◆ TASK TO COMPLETE: Look below for the line that contains "PR #514, opened 2024-06-28", then copy it and each following line exactly, through and including the line that contains "3. Pattern match".

◆ DATA EXTRACTS:
^^^^

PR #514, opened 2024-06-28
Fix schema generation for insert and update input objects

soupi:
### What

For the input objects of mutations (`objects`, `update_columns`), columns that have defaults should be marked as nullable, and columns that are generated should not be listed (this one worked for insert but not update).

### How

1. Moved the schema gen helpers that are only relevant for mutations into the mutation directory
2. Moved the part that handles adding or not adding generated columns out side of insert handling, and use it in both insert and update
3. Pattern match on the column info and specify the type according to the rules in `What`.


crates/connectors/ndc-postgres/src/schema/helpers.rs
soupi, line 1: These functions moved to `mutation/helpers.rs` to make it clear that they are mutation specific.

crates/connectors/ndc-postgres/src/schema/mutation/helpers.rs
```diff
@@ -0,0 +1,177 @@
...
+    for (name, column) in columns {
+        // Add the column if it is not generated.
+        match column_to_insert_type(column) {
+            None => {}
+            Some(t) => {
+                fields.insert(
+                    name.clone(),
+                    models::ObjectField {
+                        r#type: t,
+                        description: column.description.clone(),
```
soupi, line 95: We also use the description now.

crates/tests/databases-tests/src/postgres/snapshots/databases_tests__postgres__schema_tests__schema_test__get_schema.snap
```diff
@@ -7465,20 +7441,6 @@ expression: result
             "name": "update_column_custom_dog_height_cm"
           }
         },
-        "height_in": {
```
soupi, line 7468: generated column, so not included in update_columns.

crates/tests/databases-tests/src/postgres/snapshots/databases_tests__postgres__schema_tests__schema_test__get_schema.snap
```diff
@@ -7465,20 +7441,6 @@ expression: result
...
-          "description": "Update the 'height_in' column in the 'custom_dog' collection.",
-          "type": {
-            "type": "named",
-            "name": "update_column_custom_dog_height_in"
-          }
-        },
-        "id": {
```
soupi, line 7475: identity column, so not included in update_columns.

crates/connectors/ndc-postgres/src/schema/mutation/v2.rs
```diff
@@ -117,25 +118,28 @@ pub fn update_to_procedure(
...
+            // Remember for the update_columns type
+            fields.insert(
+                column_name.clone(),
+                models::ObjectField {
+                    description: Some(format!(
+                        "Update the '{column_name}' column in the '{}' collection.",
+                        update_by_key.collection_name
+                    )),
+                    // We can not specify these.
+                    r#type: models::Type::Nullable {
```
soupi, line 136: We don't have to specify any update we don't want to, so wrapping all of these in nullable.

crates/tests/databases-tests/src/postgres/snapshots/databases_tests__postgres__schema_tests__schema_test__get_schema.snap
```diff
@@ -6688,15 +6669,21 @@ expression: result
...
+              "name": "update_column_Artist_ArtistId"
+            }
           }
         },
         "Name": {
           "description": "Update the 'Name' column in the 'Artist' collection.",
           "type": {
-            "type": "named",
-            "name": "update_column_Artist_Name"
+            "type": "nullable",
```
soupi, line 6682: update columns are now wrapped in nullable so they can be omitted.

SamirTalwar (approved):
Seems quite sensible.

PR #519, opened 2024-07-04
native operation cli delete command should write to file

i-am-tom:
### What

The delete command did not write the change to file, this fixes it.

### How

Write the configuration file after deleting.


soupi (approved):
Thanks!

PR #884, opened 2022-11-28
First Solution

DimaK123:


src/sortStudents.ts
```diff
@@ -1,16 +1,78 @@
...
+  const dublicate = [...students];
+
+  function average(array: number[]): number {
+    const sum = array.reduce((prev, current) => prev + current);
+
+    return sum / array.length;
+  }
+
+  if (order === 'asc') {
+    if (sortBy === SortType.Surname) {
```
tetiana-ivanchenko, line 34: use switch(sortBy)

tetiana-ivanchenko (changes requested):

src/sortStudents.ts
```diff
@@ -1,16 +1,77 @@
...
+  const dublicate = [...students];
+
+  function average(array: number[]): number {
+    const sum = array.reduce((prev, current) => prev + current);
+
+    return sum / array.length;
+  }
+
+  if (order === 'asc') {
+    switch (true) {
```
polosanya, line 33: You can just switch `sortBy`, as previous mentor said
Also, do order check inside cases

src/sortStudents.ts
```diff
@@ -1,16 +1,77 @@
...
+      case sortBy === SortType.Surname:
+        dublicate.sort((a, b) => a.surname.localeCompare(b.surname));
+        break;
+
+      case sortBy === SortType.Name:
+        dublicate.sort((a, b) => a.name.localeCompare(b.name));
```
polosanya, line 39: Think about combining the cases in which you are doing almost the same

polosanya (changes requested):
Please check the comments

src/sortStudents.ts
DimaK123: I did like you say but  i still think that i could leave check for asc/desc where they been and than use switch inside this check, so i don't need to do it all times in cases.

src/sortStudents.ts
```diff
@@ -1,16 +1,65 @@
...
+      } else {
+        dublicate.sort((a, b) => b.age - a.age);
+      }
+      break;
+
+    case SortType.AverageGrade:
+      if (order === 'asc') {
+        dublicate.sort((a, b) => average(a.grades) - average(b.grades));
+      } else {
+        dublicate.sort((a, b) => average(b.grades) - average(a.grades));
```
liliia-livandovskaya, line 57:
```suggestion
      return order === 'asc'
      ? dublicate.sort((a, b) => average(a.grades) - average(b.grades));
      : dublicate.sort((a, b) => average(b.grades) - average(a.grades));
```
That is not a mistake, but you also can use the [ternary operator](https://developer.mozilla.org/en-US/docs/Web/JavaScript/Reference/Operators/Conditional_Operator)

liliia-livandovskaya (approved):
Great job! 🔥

^^^^

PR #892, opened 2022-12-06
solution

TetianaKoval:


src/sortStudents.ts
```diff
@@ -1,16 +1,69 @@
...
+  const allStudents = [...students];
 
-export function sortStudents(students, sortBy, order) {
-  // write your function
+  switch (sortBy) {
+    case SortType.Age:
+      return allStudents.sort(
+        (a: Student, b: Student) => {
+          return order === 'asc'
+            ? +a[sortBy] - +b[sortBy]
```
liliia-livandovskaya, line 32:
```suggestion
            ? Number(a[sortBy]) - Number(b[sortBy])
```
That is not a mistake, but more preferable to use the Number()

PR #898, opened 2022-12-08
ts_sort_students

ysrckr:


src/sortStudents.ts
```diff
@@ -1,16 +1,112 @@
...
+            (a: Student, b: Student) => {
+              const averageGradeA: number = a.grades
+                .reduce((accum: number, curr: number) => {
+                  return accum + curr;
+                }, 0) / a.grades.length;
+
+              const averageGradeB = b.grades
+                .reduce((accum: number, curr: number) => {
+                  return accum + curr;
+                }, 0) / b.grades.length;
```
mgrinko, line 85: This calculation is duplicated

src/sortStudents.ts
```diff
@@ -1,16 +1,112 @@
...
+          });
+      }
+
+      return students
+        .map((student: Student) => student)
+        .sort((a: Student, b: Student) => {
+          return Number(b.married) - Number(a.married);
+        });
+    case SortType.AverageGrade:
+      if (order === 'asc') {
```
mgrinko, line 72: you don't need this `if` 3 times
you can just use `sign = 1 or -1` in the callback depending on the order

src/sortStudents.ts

^^^^

◆ OUTPUT:
PR #514, opened 2024-06-28
Fix schema generation for insert and update input objects

soupi:
### What

For the input objects of mutations (`objects`, `update_columns`), columns that have defaults should be marked as nullable, and columns that are generated should not be listed (this one worked for insert but not update).

### How

1. Moved the schema gen helpers that are only relevant for mutations into the mutation directory
2. Moved the part that handles adding or not adding generated columns out side of insert handling, and use it in both insert and update
3. Pattern match on the column info and specify the type according to the rules in `What`.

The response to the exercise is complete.